--- WHAT IS EXPECTED ---
Would you repeat all the lines below, exactly as they stand?

--- EXERCISE DATA ---
▼
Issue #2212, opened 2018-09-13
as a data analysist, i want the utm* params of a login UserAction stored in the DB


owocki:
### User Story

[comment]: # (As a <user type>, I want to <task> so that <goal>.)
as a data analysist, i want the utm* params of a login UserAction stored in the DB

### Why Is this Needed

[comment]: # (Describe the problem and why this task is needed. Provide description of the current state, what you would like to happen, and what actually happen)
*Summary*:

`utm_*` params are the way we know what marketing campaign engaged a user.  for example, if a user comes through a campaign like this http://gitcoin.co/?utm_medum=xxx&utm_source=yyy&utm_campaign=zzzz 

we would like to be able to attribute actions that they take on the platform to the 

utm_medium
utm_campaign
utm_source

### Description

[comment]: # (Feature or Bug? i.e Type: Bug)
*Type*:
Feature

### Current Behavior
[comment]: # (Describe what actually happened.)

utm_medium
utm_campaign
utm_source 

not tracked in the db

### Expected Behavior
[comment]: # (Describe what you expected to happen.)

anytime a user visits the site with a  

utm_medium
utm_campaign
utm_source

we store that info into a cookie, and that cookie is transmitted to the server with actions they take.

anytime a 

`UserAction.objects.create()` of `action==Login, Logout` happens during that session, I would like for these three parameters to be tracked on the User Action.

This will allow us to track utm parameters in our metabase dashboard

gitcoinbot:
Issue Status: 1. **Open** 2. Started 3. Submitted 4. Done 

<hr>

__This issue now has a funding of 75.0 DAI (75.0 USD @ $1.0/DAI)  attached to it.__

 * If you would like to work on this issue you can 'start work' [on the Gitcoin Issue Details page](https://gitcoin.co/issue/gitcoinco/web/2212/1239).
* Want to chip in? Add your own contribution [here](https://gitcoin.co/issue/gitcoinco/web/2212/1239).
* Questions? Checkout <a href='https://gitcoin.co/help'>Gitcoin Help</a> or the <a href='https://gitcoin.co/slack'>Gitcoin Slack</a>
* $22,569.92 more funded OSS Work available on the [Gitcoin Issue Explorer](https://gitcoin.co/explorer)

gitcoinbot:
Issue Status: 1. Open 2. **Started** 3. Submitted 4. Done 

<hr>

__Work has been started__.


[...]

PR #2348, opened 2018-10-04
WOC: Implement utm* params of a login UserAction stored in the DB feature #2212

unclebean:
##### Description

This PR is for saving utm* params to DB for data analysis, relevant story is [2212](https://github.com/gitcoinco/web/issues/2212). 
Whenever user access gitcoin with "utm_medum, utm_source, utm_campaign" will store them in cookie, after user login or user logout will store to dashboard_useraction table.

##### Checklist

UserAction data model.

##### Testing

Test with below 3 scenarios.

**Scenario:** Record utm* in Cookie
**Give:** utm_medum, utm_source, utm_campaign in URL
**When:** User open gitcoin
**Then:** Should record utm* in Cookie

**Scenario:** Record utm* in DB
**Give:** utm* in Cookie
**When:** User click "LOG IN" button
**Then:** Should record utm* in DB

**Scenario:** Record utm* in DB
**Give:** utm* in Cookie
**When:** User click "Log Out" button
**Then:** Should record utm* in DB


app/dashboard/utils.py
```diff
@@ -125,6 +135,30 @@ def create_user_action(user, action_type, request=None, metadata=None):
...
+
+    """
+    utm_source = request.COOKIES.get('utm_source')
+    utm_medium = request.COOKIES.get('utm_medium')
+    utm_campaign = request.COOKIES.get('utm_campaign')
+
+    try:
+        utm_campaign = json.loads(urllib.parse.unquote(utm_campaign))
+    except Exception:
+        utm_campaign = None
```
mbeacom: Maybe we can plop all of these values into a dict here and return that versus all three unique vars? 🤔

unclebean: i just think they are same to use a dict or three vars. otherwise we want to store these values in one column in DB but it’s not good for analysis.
▲
--- THE ANSWER ---
Issue #2212, opened 2018-09-13
as a data analysist, i want the utm* params of a login UserAction stored in the DB


owocki:
### User Story

[comment]: # (As a <user type>, I want to <task> so that <goal>.)
as a data analysist, i want the utm* params of a login UserAction stored in the DB

### Why Is this Needed

[comment]: # (Describe the problem and why this task is needed. Provide description of the current state, what you would like to happen, and what actually happen)
*Summary*:

`utm_*` params are the way we know what marketing campaign engaged a user.  for example, if a user comes through a campaign like this http://gitcoin.co/?utm_medum=xxx&utm_source=yyy&utm_campaign=zzzz 

we would like to be able to attribute actions that they take on the platform to the 

utm_medium
utm_campaign
utm_source

### Description

[comment]: # (Feature or Bug? i.e Type: Bug)
*Type*:
Feature

### Current Behavior
[comment]: # (Describe what actually happened.)

utm_medium
utm_campaign
utm_source 

not tracked in the db

### Expected Behavior
[comment]: # (Describe what you expected to happen.)

anytime a user visits the site with a  

utm_medium
utm_campaign
utm_source

we store that info into a cookie, and that cookie is transmitted to the server with actions they take.

anytime a 

`UserAction.objects.create()` of `action==Login, Logout` happens during that session, I would like for these three parameters to be tracked on the User Action.

This will allow us to track utm parameters in our metabase dashboard

gitcoinbot:
Issue Status: 1. **Open** 2. Started 3. Submitted 4. Done 

<hr>

__This issue now has a funding of 75.0 DAI (75.0 USD @ $1.0/DAI)  attached to it.__

 * If you would like to work on this issue you can 'start work' [on the Gitcoin Issue Details page](https://gitcoin.co/issue/gitcoinco/web/2212/1239).
* Want to chip in? Add your own contribution [here](https://gitcoin.co/issue/gitcoinco/web/2212/1239).
* Questions? Checkout <a href='https://gitcoin.co/help'>Gitcoin Help</a> or the <a href='https://gitcoin.co/slack'>Gitcoin Slack</a>
* $22,569.92 more funded OSS Work available on the [Gitcoin Issue Explorer](https://gitcoin.co/explorer)

gitcoinbot:
Issue Status: 1. Open 2. **Started** 3. Submitted 4. Done 

<hr>

__Work has been started__.


[...]

PR #2348, opened 2018-10-04
WOC: Implement utm* params of a login UserAction stored in the DB feature #2212

unclebean:
##### Description

This PR is for saving utm* params to DB for data analysis, relevant story is [2212](https://github.com/gitcoinco/web/issues/2212). 
Whenever user access gitcoin with "utm_medum, utm_source, utm_campaign" will store them in cookie, after user login or user logout will store to dashboard_useraction table.

##### Checklist

UserAction data model.

##### Testing

Test with below 3 scenarios.

**Scenario:** Record utm* in Cookie
**Give:** utm_medum, utm_source, utm_campaign in URL
**When:** User open gitcoin
**Then:** Should record utm* in Cookie

**Scenario:** Record utm* in DB
**Give:** utm* in Cookie
**When:** User click "LOG IN" button
**Then:** Should record utm* in DB

**Scenario:** Record utm* in DB
**Give:** utm* in Cookie
**When:** User click "Log Out" button
**Then:** Should record utm* in DB


app/dashboard/utils.py
```diff
@@ -125,6 +135,30 @@ def create_user_action(user, action_type, request=None, metadata=None):
...
+
+    """
+    utm_source = request.COOKIES.get('utm_source')
+    utm_medium = request.COOKIES.get('utm_medium')
+    utm_campaign = request.COOKIES.get('utm_campaign')
+
+    try:
+        utm_campaign = json.loads(urllib.parse.unquote(utm_campaign))
+    except Exception:
+        utm_campaign = None
```
mbeacom: Maybe we can plop all of these values into a dict here and return that versus all three unique vars? 🤔

unclebean: i just think they are same to use a dict or three vars. otherwise we want to store these values in one column in DB but it’s not good for analysis.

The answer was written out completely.